A few days ago, I was at the mall, drinking coffee and talking to a young woman I will call Mary. Mary had started the conversation, which I was enjoying, because who else wants to talk to me? She was 22, but looked much younger. She told me that she tries to look after her 12 year old sister, who is getting interested in boys and fashion.
I’m always interested in young people who have grown up with social media. I wonder how it affects their lives, or if they even think of the internet as something separate from their lives. So I asked her if she spent a lot of time scrolling through shit on her phone, like I do. She seemed at once casually grown up and sweetly naive.
I started going on about how sad I was for young people, who would never know innocence, who would see hundreds or thousands of naked bodies and sex acts before they ever had a relationship.
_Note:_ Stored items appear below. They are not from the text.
PR #1423, opened 2026-06-06
fix: allow undefined in value model signals for autocomplete, combobox, and select

### LINKED ISSUE #1387: [BUG] Type mismatch when passing an optional signal model to brn-select value

Any IDE or code editor.

select

### Description

**TL;DR**: Running into a type mismatch error when using an optional Angular signal model (which can be `undefined`) with the Select component's `value` attribute, since the component currently expects `T | null`.

**The Issue**

When creating a model that isn't explicitly marked as required, Angular defaults its type to include `undefined` (e.g., `model<string>()` becomes `string | undefined`).

However, the `brn-select` component's value directive input and output are currently typed strictly as `T | null`: https://github.com/spartan-ng/spartan/blob/dc32440b217a1027c5111ba4da39a0e539aa3585/libs/brain/select/src/lib/brn-select.ts#L65

Because of this, the compiler and editor throw a type mismatch error when trying to bind an optional signal model directly to the Select component. Even though the brain component handles it well at runtime, the type definition itself is just missing `undefined`.

**Suggested Fix**

We can easily smooth this out by updating the model definition in the brain component to accept `undefined` alongside `null`.

Changing the definition to something like this should do the trick:

```typescript
public readonly value = model<T | null | undefined>(null);
```

```true

```

### Other information

Let me know if this looks like a bug to you as well! If so, I’d be more than happy to open PR to fix it.

I noticed we might also need to tweak a few other internal checks to support `undefined`, like inside the `hasValue` computed property.

Right now, the only real workaround when referencing a model value is forcing it to be `.required()`, which isn't always ideal for optional fields.

- [x] Yes
- [ ] No

Joebeurg:
## PR Checklist

## PR Type

- [x] Bugfix
- [ ] Feature
- [ ] Build related changes
- [ ] CI related changes

### Primitives

- [ ] accordion
- [ ] alert
- [ ] alert-dialog
- [ ] aspect-ratio
- [x] autocomplete
- [ ] avatar
- [ ] badge
- [ ] breadcrumb
- [ ] button
- [ ] button-group
- [ ] calendar
- [ ] card
- [ ] carousel
- [ ] checkbox
- [ ] collapsible
- [x] combobox
- [ ] command
- [ ] context-menu
- [ ] data-table
- [ ] date-picker
- [ ] dialog
- [ ] empty
- [ ] dropdown-menu
- [ ] field
- [ ] hover-card
- [ ] icon
- [ ] input
- [ ] input-group
- [ ] input-otp
- [ ] item
- [ ] kbd
- [ ] label
- [ ] menubar
- [ ] native-select
- [ ] navigation-menu
- [ ] pagination
- [ ] popover
- [ ] progress
- [ ] radio-group
- [ ] resizable
- [ ] scroll-area
- [x] select
- [ ] separator
- [ ] sheet
- [ ] sidebar
- [ ] skeleton
- [ ] slider
- [ ] sonner
- [ ] spinner
- [ ] switch
- [ ] table
- [ ] tabs
- [ ] textarea
- [ ] toggle
- [ ] toggle-group
- [ ] tooltip
- [ ] typography

### Others

- [ ] trpc
- [ ] nx
- [ ] repo
- [ ] cli

Closes #1387

## What is the new behavior?

Update the value model signals in `autocomplete`, `combobox`, and `select` primitives to accept `undefined` in addition to null.
This ensures better compatibility with various data sources and forms where `undefined` might be a valid state.

- [ ] Yes
- [x] No

## Summary by CodeRabbit

* **Improvements**
  * Autocomplete, combobox, and select (single & multiple) controls now accept an additional "unset" state (undefined alongside null), making cleared/uninitialized selections and form integration more flexible while preserving selection/search/open/close behavior.
  * Internal handling and rendering now use stricter empty-value checks, improving consistency of displayed labels and clear-button visibility.

### DIFF
--- a/libs/brain/autocomplete/src/lib/brn-autocomplete-clear.ts
+++ b/libs/brain/autocomplete/src/lib/brn-autocomplete-clear.ts
@@ -11,9 +11,10 @@ export class BrnAutocompleteClear {
 	private readonly _viewContainerRef = inject(ViewContainerRef);
 
 	/** Determine if the autocomplete has a value or search text */
-	private readonly _shouldShowClear = computed(
-		() => this._autocomplete.value() !== null || this._autocomplete.search() !== '',
-	);
+	private readonly _shouldShowClear = computed(() => {
+		const value = this._autocomplete.value();
+		return (value !== null && value !== undefined) || this._autocomplete.search() !== '';
+	});
 
 	constructor() {
 		effect(() => {
--- a/libs/brain/autocomplete/src/lib/brn-autocomplete-search.ts
+++ b/libs/brain/autocomplete/src/lib/brn-autocomplete-search.ts
@@ -77,7 +77,7 @@ export class BrnAutocompleteSearch<T> implements BrnAutocompleteBase<T>, Control
 	});
 
 	/** The selected value of the autocomplete. */
-	public readonly value = model<string | null>(null);
+	public readonly value = model<string | undefined | null>(null);
 
 	/** The current search query. */
 	public readonly search = model<string>('');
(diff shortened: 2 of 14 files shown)


Joebeurg:
Used explicit strict condition check `value !== null && value !== undefined` instead of the loose check suggested by Greptile `value != null`

MerlinMoos (approved):
LGTM @ashley-hunter from my point of view it's valid.

marcjulian:
Thanks @Joebeurg. I updated also some loose checks to the explicit version.

marcjulian (approved):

I deplored the lack of mystery that is now a fact of life for young people. I asked her if this worried her, and she said, Not really.
Then, because it’s one of my favorite stories, I told her about the time my kid brought a new friend home for a play-date, and they disappeared into his room. They were probably around 13 at the time, and my kid was already a prodigious coder. After around three hours, the friend’s mom called to see how things were going. She then advised me to supervise the kids’ computer use, because her son had recently been caught looking at bestiality.
The punchline of the story is me going, “WHAT??? YOU’RE TELLING ME NOW, AFTER THREE HOURS?”
So I finished my story, expecting Mary to laugh. Instead, she looked confused, and said. “What’s bestiality?”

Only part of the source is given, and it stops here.